ACTIVITY: Scan each line of the records for the word "later" and extract the ones that have it.

Saved entries:
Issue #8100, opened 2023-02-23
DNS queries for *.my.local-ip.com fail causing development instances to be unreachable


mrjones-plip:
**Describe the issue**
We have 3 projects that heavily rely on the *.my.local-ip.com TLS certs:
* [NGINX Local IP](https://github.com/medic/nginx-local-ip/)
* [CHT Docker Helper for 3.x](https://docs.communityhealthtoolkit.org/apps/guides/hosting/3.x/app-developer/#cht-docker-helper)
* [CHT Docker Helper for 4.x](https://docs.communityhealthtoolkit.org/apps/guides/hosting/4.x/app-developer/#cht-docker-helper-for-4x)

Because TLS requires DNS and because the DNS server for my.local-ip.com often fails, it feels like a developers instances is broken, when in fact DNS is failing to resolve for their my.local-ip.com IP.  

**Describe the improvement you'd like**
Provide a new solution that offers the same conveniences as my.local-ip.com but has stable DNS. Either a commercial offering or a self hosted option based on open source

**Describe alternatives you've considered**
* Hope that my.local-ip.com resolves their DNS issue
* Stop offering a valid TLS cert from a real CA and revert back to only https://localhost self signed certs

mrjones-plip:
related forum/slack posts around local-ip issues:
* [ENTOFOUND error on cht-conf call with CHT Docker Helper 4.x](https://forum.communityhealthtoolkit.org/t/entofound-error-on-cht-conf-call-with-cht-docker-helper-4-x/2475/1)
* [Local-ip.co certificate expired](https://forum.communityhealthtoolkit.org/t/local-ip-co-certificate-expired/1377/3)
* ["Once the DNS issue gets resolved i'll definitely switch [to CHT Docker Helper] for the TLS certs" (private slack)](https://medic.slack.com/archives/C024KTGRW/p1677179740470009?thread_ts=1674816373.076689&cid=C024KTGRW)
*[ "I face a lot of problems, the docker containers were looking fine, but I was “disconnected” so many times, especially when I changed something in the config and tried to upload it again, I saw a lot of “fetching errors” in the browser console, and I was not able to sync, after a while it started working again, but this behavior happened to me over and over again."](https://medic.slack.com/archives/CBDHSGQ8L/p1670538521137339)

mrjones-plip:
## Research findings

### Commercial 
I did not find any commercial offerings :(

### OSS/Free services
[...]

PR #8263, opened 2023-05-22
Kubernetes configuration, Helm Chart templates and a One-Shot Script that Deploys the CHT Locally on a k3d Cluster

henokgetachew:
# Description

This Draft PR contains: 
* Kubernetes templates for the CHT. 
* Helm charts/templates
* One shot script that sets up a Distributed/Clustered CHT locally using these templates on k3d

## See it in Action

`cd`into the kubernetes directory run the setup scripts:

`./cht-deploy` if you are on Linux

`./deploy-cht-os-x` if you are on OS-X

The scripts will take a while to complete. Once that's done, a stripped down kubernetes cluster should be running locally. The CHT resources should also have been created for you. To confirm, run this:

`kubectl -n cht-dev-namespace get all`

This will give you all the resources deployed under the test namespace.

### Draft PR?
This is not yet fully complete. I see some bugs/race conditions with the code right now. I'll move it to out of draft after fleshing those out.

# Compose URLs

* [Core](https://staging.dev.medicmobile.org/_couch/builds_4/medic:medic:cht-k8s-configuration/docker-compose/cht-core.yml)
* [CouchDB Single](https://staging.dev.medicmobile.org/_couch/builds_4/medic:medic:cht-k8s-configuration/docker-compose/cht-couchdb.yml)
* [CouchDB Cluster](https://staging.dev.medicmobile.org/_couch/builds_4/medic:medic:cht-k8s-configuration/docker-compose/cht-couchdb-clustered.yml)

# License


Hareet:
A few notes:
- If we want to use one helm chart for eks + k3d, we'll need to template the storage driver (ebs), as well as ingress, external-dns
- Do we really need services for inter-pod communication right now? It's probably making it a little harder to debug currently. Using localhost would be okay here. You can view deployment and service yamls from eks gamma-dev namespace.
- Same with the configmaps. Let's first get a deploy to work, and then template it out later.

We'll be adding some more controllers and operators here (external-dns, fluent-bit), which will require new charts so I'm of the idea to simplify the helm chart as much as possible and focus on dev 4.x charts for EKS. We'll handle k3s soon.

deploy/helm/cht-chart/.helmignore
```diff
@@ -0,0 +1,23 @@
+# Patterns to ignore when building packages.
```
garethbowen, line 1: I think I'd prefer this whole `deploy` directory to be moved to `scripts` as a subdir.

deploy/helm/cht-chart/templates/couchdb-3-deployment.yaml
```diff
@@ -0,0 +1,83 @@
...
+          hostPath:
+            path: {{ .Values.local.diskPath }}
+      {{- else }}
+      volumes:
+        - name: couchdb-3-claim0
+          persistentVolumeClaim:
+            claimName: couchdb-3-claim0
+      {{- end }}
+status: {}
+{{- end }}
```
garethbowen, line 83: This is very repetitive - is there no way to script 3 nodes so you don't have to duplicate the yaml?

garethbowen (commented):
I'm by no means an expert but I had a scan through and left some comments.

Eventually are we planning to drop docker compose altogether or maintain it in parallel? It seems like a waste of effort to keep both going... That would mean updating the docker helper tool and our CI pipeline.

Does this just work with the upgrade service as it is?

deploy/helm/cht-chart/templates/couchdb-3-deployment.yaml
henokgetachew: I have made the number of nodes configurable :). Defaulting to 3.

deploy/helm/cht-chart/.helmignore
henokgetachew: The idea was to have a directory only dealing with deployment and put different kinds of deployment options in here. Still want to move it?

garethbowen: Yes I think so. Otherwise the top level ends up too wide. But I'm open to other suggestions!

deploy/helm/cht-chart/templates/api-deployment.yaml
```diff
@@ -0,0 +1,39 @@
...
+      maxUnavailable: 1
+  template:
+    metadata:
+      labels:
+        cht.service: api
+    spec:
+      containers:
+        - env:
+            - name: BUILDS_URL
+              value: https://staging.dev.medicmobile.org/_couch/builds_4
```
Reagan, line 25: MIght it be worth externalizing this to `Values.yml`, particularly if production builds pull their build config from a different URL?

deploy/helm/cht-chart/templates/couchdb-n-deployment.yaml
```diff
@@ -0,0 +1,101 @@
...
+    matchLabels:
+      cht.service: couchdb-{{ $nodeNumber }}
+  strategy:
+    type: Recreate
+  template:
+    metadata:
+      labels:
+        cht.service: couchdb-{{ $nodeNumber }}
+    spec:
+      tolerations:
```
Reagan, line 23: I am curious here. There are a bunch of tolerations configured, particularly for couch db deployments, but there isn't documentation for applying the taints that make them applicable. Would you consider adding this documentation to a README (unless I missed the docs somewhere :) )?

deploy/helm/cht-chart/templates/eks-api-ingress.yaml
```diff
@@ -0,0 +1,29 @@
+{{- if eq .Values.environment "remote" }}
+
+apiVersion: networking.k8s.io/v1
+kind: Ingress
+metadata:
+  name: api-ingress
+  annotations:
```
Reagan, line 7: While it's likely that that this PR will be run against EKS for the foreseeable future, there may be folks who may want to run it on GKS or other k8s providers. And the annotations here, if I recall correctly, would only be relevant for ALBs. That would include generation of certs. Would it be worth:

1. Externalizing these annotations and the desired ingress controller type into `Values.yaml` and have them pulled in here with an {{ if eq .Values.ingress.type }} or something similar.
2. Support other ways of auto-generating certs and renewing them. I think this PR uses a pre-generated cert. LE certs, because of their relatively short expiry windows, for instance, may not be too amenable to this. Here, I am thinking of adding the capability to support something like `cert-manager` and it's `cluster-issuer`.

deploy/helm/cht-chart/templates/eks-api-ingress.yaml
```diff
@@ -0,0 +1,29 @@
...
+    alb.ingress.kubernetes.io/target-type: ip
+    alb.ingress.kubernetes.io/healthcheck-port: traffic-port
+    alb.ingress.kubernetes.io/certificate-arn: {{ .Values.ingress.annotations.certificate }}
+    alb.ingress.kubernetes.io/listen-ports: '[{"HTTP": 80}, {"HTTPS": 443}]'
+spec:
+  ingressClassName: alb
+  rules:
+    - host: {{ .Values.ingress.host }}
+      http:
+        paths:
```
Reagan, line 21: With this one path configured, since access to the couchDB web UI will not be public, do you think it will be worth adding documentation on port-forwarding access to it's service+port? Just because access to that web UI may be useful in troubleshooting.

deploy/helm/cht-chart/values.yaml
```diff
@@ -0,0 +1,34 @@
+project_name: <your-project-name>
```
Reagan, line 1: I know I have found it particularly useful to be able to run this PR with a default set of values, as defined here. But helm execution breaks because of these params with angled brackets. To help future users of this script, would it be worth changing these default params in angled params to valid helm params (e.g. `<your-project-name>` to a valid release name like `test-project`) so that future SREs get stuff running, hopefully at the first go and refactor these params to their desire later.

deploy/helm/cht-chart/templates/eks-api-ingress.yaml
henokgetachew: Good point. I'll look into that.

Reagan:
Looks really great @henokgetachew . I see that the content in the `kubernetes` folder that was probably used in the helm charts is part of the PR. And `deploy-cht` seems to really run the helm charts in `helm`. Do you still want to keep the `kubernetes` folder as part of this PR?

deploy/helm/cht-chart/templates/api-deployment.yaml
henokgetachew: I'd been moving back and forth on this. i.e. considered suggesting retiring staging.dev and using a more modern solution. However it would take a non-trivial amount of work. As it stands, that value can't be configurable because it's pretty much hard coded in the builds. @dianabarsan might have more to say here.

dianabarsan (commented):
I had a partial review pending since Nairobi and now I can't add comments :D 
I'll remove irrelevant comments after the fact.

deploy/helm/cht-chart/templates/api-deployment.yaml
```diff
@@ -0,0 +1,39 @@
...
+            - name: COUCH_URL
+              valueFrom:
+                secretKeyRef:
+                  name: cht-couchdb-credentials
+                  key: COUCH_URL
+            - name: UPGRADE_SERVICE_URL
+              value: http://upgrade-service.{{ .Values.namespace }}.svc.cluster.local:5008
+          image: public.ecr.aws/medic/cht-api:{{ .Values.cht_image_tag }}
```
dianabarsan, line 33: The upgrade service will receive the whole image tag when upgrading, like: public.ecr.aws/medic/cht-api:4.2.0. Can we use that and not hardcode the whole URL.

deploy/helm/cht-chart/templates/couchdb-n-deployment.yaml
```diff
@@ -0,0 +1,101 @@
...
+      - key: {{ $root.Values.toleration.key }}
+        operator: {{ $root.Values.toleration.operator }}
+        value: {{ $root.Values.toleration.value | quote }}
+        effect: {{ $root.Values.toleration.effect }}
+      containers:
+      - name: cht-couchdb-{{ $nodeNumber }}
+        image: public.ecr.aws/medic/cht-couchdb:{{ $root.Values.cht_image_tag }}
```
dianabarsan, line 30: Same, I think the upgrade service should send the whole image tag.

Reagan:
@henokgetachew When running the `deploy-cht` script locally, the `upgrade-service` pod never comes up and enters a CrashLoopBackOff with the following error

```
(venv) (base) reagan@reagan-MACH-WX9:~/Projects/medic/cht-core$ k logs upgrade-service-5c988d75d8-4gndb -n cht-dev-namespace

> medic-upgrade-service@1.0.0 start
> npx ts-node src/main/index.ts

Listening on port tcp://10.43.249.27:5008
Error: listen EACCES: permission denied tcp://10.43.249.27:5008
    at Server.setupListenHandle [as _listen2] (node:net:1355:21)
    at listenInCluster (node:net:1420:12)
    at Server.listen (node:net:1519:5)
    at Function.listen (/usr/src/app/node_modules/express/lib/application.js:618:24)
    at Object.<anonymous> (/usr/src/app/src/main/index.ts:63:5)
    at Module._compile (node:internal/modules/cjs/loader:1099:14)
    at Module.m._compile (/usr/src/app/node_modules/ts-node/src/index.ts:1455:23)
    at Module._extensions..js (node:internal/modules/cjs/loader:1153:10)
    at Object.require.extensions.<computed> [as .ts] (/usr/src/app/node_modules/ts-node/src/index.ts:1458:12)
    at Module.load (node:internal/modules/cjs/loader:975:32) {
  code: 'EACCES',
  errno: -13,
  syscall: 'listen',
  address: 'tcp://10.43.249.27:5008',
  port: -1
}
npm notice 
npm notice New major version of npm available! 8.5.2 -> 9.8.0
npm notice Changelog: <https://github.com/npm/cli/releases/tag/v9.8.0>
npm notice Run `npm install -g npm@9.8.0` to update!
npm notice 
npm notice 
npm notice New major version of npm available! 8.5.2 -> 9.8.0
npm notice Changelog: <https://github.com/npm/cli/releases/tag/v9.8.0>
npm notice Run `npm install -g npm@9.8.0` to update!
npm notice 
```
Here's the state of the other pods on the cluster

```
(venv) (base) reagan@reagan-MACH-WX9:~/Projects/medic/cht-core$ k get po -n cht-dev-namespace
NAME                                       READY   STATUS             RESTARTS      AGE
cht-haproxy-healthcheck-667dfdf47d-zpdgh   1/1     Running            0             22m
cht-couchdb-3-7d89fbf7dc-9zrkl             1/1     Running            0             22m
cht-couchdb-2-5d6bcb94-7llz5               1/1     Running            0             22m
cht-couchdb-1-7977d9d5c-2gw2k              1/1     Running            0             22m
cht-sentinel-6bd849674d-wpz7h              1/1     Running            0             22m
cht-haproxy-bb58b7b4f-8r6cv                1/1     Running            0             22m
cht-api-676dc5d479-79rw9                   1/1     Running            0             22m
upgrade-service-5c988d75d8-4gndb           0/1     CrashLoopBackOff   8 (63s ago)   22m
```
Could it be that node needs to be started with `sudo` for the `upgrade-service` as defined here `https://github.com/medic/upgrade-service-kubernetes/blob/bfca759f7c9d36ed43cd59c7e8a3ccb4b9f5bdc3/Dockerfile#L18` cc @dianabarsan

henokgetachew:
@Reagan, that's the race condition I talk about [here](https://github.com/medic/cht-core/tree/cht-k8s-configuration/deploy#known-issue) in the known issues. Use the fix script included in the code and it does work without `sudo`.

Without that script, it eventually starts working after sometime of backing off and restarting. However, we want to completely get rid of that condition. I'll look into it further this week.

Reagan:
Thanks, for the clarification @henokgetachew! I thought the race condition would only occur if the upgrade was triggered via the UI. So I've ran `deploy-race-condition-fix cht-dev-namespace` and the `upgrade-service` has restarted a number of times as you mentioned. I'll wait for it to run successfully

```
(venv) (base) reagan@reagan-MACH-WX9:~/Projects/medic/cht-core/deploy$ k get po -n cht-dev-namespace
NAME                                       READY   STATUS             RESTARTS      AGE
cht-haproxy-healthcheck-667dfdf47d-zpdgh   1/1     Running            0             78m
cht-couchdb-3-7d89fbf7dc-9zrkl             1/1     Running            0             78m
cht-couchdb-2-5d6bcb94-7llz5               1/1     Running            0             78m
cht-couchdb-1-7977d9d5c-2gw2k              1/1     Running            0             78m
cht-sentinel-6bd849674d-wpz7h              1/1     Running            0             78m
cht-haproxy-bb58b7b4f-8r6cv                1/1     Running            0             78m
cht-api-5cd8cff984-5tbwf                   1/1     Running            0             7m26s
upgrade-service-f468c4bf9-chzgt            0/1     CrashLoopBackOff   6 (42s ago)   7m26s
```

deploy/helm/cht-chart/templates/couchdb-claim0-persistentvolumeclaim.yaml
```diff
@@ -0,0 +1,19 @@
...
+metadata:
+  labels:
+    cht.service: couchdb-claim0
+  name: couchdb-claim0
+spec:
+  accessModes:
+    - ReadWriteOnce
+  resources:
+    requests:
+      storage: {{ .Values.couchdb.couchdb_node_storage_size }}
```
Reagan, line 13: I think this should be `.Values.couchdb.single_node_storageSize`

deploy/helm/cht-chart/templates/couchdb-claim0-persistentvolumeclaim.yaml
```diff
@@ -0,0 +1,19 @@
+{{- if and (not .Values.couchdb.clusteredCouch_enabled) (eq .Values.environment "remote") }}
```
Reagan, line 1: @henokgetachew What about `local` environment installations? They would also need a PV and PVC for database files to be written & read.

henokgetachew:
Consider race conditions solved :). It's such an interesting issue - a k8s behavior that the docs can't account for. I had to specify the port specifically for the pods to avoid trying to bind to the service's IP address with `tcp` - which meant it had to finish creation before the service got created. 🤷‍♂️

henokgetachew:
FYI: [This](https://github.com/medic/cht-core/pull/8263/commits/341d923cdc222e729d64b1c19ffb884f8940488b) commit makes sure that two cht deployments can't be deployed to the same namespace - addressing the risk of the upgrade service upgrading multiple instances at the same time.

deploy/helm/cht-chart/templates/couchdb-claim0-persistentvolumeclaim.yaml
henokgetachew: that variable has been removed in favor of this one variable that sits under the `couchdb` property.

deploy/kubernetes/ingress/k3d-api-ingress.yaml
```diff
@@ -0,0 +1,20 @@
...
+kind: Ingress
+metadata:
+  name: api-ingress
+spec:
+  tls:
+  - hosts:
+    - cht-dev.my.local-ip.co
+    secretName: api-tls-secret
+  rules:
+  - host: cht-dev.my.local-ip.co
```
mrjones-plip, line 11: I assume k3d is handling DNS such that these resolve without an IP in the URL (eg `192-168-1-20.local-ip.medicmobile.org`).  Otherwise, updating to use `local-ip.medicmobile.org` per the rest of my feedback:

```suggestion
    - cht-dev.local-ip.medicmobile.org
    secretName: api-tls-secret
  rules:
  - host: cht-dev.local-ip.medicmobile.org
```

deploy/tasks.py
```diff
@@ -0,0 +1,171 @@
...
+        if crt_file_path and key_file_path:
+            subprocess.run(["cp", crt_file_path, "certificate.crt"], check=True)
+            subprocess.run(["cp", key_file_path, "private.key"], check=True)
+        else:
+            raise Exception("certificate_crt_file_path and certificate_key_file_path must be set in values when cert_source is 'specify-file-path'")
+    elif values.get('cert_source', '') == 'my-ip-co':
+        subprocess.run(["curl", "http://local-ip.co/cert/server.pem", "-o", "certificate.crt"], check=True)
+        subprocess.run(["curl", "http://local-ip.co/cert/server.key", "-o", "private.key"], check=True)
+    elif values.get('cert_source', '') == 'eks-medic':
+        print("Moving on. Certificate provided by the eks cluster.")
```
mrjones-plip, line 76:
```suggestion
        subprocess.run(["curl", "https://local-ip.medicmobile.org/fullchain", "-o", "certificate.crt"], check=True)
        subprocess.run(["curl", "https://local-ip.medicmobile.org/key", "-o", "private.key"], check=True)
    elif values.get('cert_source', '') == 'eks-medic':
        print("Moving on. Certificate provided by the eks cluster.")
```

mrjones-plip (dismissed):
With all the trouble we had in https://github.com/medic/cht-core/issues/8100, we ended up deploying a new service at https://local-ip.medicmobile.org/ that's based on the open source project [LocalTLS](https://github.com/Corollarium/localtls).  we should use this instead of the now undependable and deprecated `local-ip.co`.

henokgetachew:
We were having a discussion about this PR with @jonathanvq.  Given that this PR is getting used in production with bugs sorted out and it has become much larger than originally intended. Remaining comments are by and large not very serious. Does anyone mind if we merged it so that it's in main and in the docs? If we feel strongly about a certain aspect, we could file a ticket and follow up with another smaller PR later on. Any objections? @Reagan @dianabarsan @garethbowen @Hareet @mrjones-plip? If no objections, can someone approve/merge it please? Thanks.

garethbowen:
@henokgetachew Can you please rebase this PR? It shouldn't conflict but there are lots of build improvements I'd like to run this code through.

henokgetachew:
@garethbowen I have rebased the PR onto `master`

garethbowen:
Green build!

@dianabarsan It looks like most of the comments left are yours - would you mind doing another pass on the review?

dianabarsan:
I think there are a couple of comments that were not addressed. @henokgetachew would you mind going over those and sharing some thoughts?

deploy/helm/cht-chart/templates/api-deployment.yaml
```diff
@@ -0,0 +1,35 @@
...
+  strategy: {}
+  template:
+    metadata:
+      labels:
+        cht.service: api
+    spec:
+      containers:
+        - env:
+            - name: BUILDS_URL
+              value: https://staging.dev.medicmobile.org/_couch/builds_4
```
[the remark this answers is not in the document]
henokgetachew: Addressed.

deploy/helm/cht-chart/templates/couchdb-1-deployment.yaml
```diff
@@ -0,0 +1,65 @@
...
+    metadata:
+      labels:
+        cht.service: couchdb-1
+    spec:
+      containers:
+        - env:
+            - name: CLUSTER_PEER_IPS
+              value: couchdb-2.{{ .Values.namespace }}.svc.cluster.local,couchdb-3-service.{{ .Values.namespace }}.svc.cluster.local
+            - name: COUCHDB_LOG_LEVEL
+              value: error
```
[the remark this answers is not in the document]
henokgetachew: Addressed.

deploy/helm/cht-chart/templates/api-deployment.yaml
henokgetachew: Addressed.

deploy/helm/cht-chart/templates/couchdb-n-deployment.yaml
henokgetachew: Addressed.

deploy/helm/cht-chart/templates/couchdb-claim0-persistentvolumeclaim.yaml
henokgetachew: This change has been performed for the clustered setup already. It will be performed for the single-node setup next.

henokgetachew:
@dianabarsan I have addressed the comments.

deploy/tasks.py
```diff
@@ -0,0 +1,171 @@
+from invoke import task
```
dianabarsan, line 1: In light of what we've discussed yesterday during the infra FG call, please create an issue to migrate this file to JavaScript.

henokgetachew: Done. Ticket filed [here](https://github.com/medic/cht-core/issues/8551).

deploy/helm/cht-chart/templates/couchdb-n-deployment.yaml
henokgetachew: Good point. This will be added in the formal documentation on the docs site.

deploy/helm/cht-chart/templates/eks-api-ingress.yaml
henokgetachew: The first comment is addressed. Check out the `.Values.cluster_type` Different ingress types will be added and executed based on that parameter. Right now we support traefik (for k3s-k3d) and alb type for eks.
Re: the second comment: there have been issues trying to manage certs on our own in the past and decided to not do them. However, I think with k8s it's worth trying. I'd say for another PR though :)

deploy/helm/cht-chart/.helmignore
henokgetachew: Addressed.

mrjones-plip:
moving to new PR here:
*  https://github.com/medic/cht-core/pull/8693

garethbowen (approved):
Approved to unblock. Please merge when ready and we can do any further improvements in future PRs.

REPLY:
- Same with the configmaps. Let's first get a deploy to work, and then template it out later.
Reagan, line 1: I know I have found it particularly useful to be able to run this PR with a default set of values, as defined here. But helm execution breaks because of these params with angled brackets. To help future users of this script, would it be worth changing these default params in angled params to valid helm params (e.g. `<your-project-name>` to a valid release name like `test-project`) so that future SREs get stuff running, hopefully at the first go and refactor these params to their desire later.
We were having a discussion about this PR with @jonathanvq.  Given that this PR is getting used in production with bugs sorted out and it has become much larger than originally intended. Remaining comments are by and large not very serious. Does anyone mind if we merged it so that it's in main and in the docs? If we feel strongly about a certain aspect, we could file a ticket and follow up with another smaller PR later on. Any objections? @Reagan @dianabarsan @garethbowen @Hareet @mrjones-plip? If no objections, can someone approve/merge it please? Thanks.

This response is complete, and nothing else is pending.